[Transparency note: I work for a company that provides services directly related to the mentioned technologies; I attempt to avoid mentioning specific solutions]
I wrote a post about some thoughts I had about schemas and schemalessness and how I irrespective of how hard I try (I gave a lightning talk at ELAG14 on this a very similar topic and I spoke about cataloguing interfaces at the end of my talk at SWIB11; so this is a quandry with a bit of a pedigree for me), I always come back to a point where I have a schema. Jakob Voß nicely summarizes the situation in the second sentence of his comment on the post:
Once you start to express anything in data, there is a hidden data model in your mind.

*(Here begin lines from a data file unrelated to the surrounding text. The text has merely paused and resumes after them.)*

PR #589, opened 2021-07-04
New aggregation serialization improvements [API-496]

yuce:
- Implements aggregates.
- Adds a few Identified data serializable tests
- Fixes flaky replicated map tests


aggregate/aggregate_distinct.go
```diff
@@ -0,0 +1,56 @@
...
+func (a aggDistinct) WriteData(output serialization.DataOutput) {
+	output.WriteString(a.attrPath)
+	// member side field, not used in client
+	output.WriteInt64(0)
+}
+
+func (a *aggDistinct) ReadData(input serialization.DataInput) {
+	a.attrPath = input.ReadString()
+	// member side field, not used in client
+	input.ReadInt64()
```
mdumandag, line 51: Minor: Not just for this, but I think for all aggregators, ReadData is not called at all and can be made no-op. It is okay to leave these like this, though.

internal/proxy/canonicalizing_set.go
```diff
@@ -0,0 +1,64 @@
...
+func (a AggCanonicalizingSet) FactoryID() int32 {
+	return internal.AggregateFactoryID
+}
+
+func (a AggCanonicalizingSet) ClassID() (classID int32) {
+	return canonicalizingSetClassID
+}
+
+func (a AggCanonicalizingSet) WriteData(output serialization.DataOutput) {
+	output.WriteInt32(int32(len(a)))
```
mdumandag, line 51: Minor: And for this one, I think we don't call WriteData at all.

internal/serialization/portable_serializer_test.go
```diff
@@ -37,7 +37,21 @@ func (*portableFactory1) Create(classID int32) serialization.Portable {
 	return nil
 }
 
-func (*portableFactory1) FactoryID() int32 {
+func (portableFactory1) FactoryID() int32 {
+	return 2
+}
+
+type portableFactory2 struct {
```
mdumandag, line 44: Where do we use this?

proxy_map.go
```diff
@@ -997,6 +1024,24 @@ func (m *Map) tryRemove(ctx context.Context, key interface{}, timeout int64) (in
...
+	data := decoder(resp)
+	obj, err := m.convertToObject(data)
+	if err != nil {
+		return nil, err
+	}
+	// if this is a canonicalizing set return a slice of interface[}
+	cs, ok := obj.(*iproxy.AggCanonicalizingSet)
+	if ok {
+		return []interface{}(*cs), nil
+	}
```
mdumandag, line 1041: What happens if we don't do this? I assume the user will receive `AggCanonicalizingSet`. Can't the user use it like `[]interface` already, since it is a type alias for this?

mdumandag (commented):
As far as I can tell, we have the following aggregators missing
- BigIntAverage, BigIntSum
- BigDecimalAverage, BigDecimalSum
- NumberAverage
- MaxBy, MinBy
- FixedPointSum, FloatingPointSum

Is there a reason we don't implement those?

yuce:
> 
> 
> As far as I can tell, we have the following aggregators missing
> 
>     * BigIntAverage, BigIntSum
> 
>     * BigDecimalAverage, BigDecimalSum
> 
>     * NumberAverage
> 
>     * MaxBy, MinBy
> 
>     * FixedPointSum, FloatingPointSum
> 
> 
> Is there a reason we don't implement those?

`FixedPointAggregator` seems to be the same thing with `LongAggregator`, `FloatingPointAggregator` seems to be the same thing with `DoubleAggregor` and `NumberAverage` seem to be same thing as `DoubleAverage` if I am not missing anything.

`BigInteger`, `MaxBy` and `MinBy` wasn't implemented by the NodeJS client, so it seems I've missed them.

Go client has no `BigDecimal` support.

proxy_map.go
yuce: `m.convertToObject` returns a `*AggCanonicalizingSet` which must be dereferenced before returning to the user, since `AggCanonicalizingSet` is an alias to `[]interface{}`, not `*AggCanonicalizingSet`. Casting that to `[]interface{}` is not necessary though.

aggregate/aggregate_count.go
```diff
@@ -0,0 +1,56 @@
...
+package aggregate
+
+import (
+	"fmt"
+
+	"github.com/hazelcast/hazelcast-go-client/internal"
+	"github.com/hazelcast/hazelcast-go-client/serialization"
+)
+
+func Count(attr string) *aggCount {
```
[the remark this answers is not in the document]
yuce: That's OK, the user accesses the aggregators only via the `Aggregator` interface. I was intending to add docs in the documentation PR, but added at: https://github.com/hazelcast/hazelcast-go-client/pull/589/commits/cb4a37e7ad2caf0bb735083b0e47af67c6bfc9ac in any case.

aggregate/aggregate_count.go
```diff
@@ -0,0 +1,56 @@
...
+func (a aggCount) FactoryID() int32 {
+	return internal.AggregateFactoryID
+}
+
+func (a aggCount) ClassID() (classID int32) {
+	return 4
+}
+
+func (a aggCount) WriteData(output serialization.DataOutput) {
+	output.WriteString(a.attrPath)
```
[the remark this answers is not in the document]
yuce: I've added `xxxAll` variants of the aggregators in: https://github.com/hazelcast/hazelcast-go-client/pull/589/commits/cb4a37e7ad2caf0bb735083b0e47af67c6bfc9ac

internal/serialization/portable_serializer_test.go
yuce: That's used in the morphing portable reader test.

yuce:
`MaxBy`, `MinBy` requires a Java `Comparable`, so didn't implement those. It seems our `BigInt` support is broken, removed that altogether.

aggregate/aggregate_min_max.go
```diff
@@ -0,0 +1,126 @@
...
+
+func (a *aggMinBy) ReadData(input serialization.DataInput) {
+	a.attrPath = input.ReadString()
+	// member side, not used in client
+	input.ReadObject()
+}
+
+func (a aggMinBy) String() string {
+	return makeString("MinBy", a.attrPath)
+}
```
mdumandag, line 98: Is this leftover?

proxy_map.go
```diff
@@ -997,6 +1024,24 @@ func (m *Map) tryRemove(ctx context.Context, key interface{}, timeout int64) (in
...
+	resp, err := m.invokeOnRandomTarget(ctx, req, nil)
+	if err != nil {
+		return nil, err
+	}
+	data := decoder(resp)
+	obj, err := m.convertToObject(data)
+	if err != nil {
+		return nil, err
+	}
+	// if this is a canonicalizing set return a slice of interface[}
```
mdumandag, line 1037: We might need to update the comment now

aggregate/aggregate_count.go
```diff
@@ -0,0 +1,61 @@
...
+)
+
+// Count returns the number of values which includes the given attribute.
+// Note that this function may not work as expected for Hazelcast versions prior to 5.0.
+func Count(attr string) *aggCount {
+	return &aggCount{attrPath: attr}
+}
+
+// CountAll returns the number of all values.
+func CountAll() *aggCount {
```
mdumandag, line 31: So, `Count("")` is equal to `CountAll()`, right? I would personally be okay with just `Count(attr)` and document that if you pass `""`, we will count all values.

But I am okay with this approach as well. I just wasn't 100% sure about having a different method just for one variant of the input.

mdumandag (commented):
It seems that fixedPointSum, floatingPointSum and numberAvg are useful when you have different types of numbers in your map. For example, for such a code sample, only the methods above work, not longSum etc.

```java
        IMap<String, Object> m = hz.getMap("m10");
        m.put("k1", 100);
        m.put("k2", 50.1);
        m.put("k3", 20.4d);
        long count = m.aggregate(Aggregators.fixedPointSum());
```

From the Javadoc

```
 * In order to operate on a generic Number type use the fixedPointSum(), floatingPointSum() and numberAvg() aggregators.
 * All of them will convert the given number to either Long or Double during the accumulation phase.
 * It will result in a lot of allocations since each number has to be converted, but it enables the user
 * to operate on the whole family of numbers. It is especially useful if the numbers given to the aggregators
 * may not be of one type only.
```

aggregate/aggregate_count.go
yuce: Yeah, `CountAll()` is easier to discover than `Count("")`.

proxy_map.go
yuce: OK: https://github.com/hazelcast/hazelcast-go-client/pull/589/commits/5d27f239bdc4f73739563952479e1dfbc00ccbfe

aggregate/aggregate_min_max.go
yuce: Yep: https://github.com/hazelcast/hazelcast-go-client/pull/589/commits/5d27f239bdc4f73739563952479e1dfbc00ccbfe

yuce:
`DoubleSum` and `DoubleAverage` seem to work in mixed integer and floating point cases, added tests at: https://github.com/hazelcast/hazelcast-go-client/pull/589/commits/5d27f239bdc4f73739563952479e1dfbc00ccbfe

mdumandag (approved):

yuce:
@mdumandag Thanks for the review!

PR #590, opened 2021-07-08
V1 Wrap Up [API-500]

yuce:


client_it_test.go
```diff
@@ -213,3 +214,95 @@ func TestClient_AddDistributedObjectListener(t *testing.T) {
...
+		hz.LifecycleStateClientConnected,
+		hz.LifecycleStateStarted,
+		hz.LifecycleStateClientDisconnected,
+		hz.LifecycleStateClientConnected,
+		hz.LifecycleStateClientDisconnected,
+		hz.LifecycleStateShuttingDown,
+		hz.LifecycleStateShutDown,
+	}
+	fmt.Println("target :", target)
+	fmt.Println("events :", events)
```
mdumandag, line 253: Leftover or printing to stdout during tests is a common thing in our test suite? There is a similar one below

client_it_test.go
```diff
@@ -213,3 +214,95 @@ func TestClient_AddDistributedObjectListener(t *testing.T) {
...
+	time.Sleep(5 * time.Second)
+	cls = it.StartNewClusterWithOptions("go-cli-test-cluster", 15701, 3)
+	time.Sleep(5 * time.Second)
+	cls.Shutdown()
+	c.Shutdown(ctx)
+	mu.Lock()
+	defer mu.Unlock()
+	target := []hz.LifecycleState{
+		hz.LifecycleStateStarting,
+		hz.LifecycleStateClientConnected,
```
mdumandag, line 244: Should we drop the name `Client` from the event names?

I mean `LifecycleStateClientConnected` -> `LifecycleStateConnected`.

We use Client in Java side because member and client use the same enum, but I don't see a reason to do so in our non-Java clients

cluster/connection_strategy_config.go
```diff
@@ -0,0 +1,65 @@
...
+import (
+	"time"
+
+	"github.com/hazelcast/hazelcast-go-client/types"
+)
+
+type ConnectionStrategyConfig struct {
+	Retry            ConnectionRetryConfig
+	Timeout          types.Duration `json:",omitempty"`
+	DisableReconnect bool           `json:",omitempty"`
```
mdumandag, line 28: Instead of a boolean, should we make this a separate type(ReconnectMode) with values 0 (OFF) and 1 (ON). This way, in the future, we could easily add the 2 (ASYNC) reconnect mode.

cluster/connection_strategy_config.go
```diff
@@ -0,0 +1,65 @@
...
+}
+
+func (c *ConnectionRetryConfig) Validate() error {
+	if c.InitialBackoff <= 0 {
+		c.InitialBackoff = types.Duration(1 * time.Second)
+	}
+	if c.MaxBackoff <= 0 {
+		c.MaxBackoff = types.Duration(30 * time.Second)
+	}
+	if c.Multiplier <= 0 {
```
mdumandag, line 61: Just a thought that comes to my mind after yesterday's review :smile: 

Should we change them such that if they are equal to zero value, set them to default value, if they are negative (or somehow out-of-valid-range), throw?

For example, for multiplier, values between 0 and 1.0 are not valid at all, as it would shorten the duration between backoffs, instead of increasing it. Should we throw on such cases?

This is not just related to this, but to whole configuration

internal/cluster/connection_strategy.go
```diff
@@ -0,0 +1,44 @@
...
+	"github.com/hazelcast/hazelcast-go-client/types"
+)
+
+func makeRetryPolicy(r *rand.Rand, config *cluster.ConnectionRetryConfig) cb.RetryPolicyFunc {
+	backoff := int64(minDuration(config.MaxBackoff, config.InitialBackoff))
+	jitter := config.Jitter
+	multiplier := config.Multiplier
+	return func(attempt int) time.Duration {
+		d1 := float64(backoff) + float64(backoff)*jitter*(2.0*r.Float64()-1.0)
+		backoff = int64(float64(backoff) * multiplier)
```
mdumandag, line 34: should we also take a minimum of this with max backoff?

cluster/connection_strategy_config.go
yuce: APIs are sync-first in Go, so we probably won't have async mode for the Go client. The user can easily make async calls from sync ones.

internal/cluster/connection_strategy.go
yuce: Ooops! updated at: https://github.com/hazelcast/hazelcast-go-client/pull/590/commits/54049484f1904f787a5d094c107b25f6f1f76de4

client_it_test.go
```diff
@@ -213,3 +214,95 @@ func TestClient_AddDistributedObjectListener(t *testing.T) {
...
+	}
+	time.Sleep(5 * time.Second)
+	cls.Shutdown()
+	time.Sleep(5 * time.Second)
+	cls = it.StartNewClusterWithOptions("go-cli-test-cluster", 15701, 3)
+	time.Sleep(5 * time.Second)
+	cls.Shutdown()
+	c.Shutdown(ctx)
+	mu.Lock()
+	defer mu.Unlock()
```
srknzl, line 241: Do we need these two lines? Stopping the user event dispatcher prevents events' processing, does not it? I deleted these lines and test still passed?

client_it_test.go
```diff
@@ -213,3 +214,95 @@ func TestClient_AddDistributedObjectListener(t *testing.T) {
...
+	// start shutting down members one by one
+	for _, uuid := range cls.MemberUUIDs {
+		time.Sleep(1 * time.Second)
+		cls.RC.ShutdownMember(ctx, cls.ClusterID, uuid)
+	}
+	time.Sleep(1 * time.Second)
+	c.Shutdown(ctx)
+
+	mu.Lock()
+	defer mu.Unlock()
```
srknzl, line 294: same comment as above

client_it_test.go
```diff
@@ -213,3 +214,95 @@ func TestClient_AddDistributedObjectListener(t *testing.T) {
 		mu.Unlock()
 	})
 }
+
+func TestClusterReconnection(t *testing.T) {
```
srknzl, line 217: Maybe you can add a map.put test while cluster is restarted. What happens in that case? Is map.put synchronous? will it work after cluster restart?

client_it_test.go
yuce: `assert.Equal` prints the numeric values of lifecycle events, although we have nice string representations for them. I've replaces prints with logs at: https://github.com/hazelcast/hazelcast-go-client/pull/590/commits/b968570d55f526d7006a824378208c9c5fa8cf5b

cluster/connection_strategy_config.go
mdumandag: The async start might be an unfortunate name but basically, it means the client won't wait to connect to cluster in its start method. So, the method might be sync, but the behavior can be implemented any way

client_it_test.go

I had a discussion of the post with Laura Akerman on Twitter that helped me come to a more nuanced understanding — as Laura rightly points out, the loose thoughts I penned are difficult to understand; our discussion helped me focus the problem and work towards a solution (this is exactly the kind of thing I want from the Net, interaction with people who think about stuff). Jakob also said “I’d even say there is no data without schema.“; I think that this is at the crux of my issue with data entry for schemaless data formats: I want schemalessness to pervade data entry too.
Here, my discussion with Laura turned to the Choose-your-own-adventure-style books, like the Fighting fantasy series and others that I read as a child. Laura mentioned decision-tree-driven interfaces, but I’m talking about something a bit more complex because a decision tree implies a pre-existing, albeit flexible, schema.
What I’m thinking about is an approach that can allow a user to build arbitrary data structures without reference to specific schema; something that would potentially allow two different individuals to arrive at entirely different results using one and the same interface. Now, evil tongues would argue that libraries already have this technology in the shape of MARC, but I disagree; what we want is a way of creating schemaless data that is nevertheless structured, rather than an unstructured soup of strings.
I recently became familiar adaptive case management; from the wikipedia article, it might be slightly hard to understand why this is relevant, but imagine the data entry process as one where one can enter the process at any point (early in the logistics flow, late in the descriptive flow, etc.) and that enrichment can happen via a number of sources and that how the data is treated and how it progresses is controlled not by a linear process, but a flexible subparts that are oriented-oriented and often pattern-based, but the entire process is itself organized in relation to the individual case.
This kind of approach allows structured, semi-structured and unstructured processes to be treated uniformly because the case-management approach allows users to interact with various resources via a common interface. This abstracts away from unusual circumstances by framing the circumstance in a predictable way. Breaking down sub-processes and ensuring that these are treated uniformly, either from existing process libraries, or by adding new processes per case makes this approach very flexible.
Over time, perhaps the process library becomes so large that it forms a schema of sorts. The major difference is that how the data is entered is not schema oriented, but can be put together in novel ways; the sub-processes in any flow are controlled only by the goals of the given case. This might include some standard information that must be present in any flow, but can otherwise be different in each and every case (though it is unlikely that this will be the case).